PR #1381, opened 2024-11-23
style(cypht): scope menu toggling to not interfere with Tiki elements

josaphatim:
Click on menu button is having impact on Tiki menu as same html tags involved are shared in both Cypht and Tiki.

### DIFF
--- a/modules/core/site.css
+++ b/modules/core/site.css
@@ -1461,7 +1461,7 @@ nav.collapsed .folders {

□ □ □ □ □ □ □

* [Problem details]: Lines from the start of the entries through the one containing "--- a/modules/core/site.css" are to be set down again exactly, both ends included.

* [Reply to the task]:
PR #1381, opened 2024-11-23
style(cypht): scope menu toggling to not interfere with Tiki elements

josaphatim:
Click on menu button is having impact on Tiki menu as same html tags involved are shared in both Cypht and Tiki.

### DIFF
--- a/modules/core/site.css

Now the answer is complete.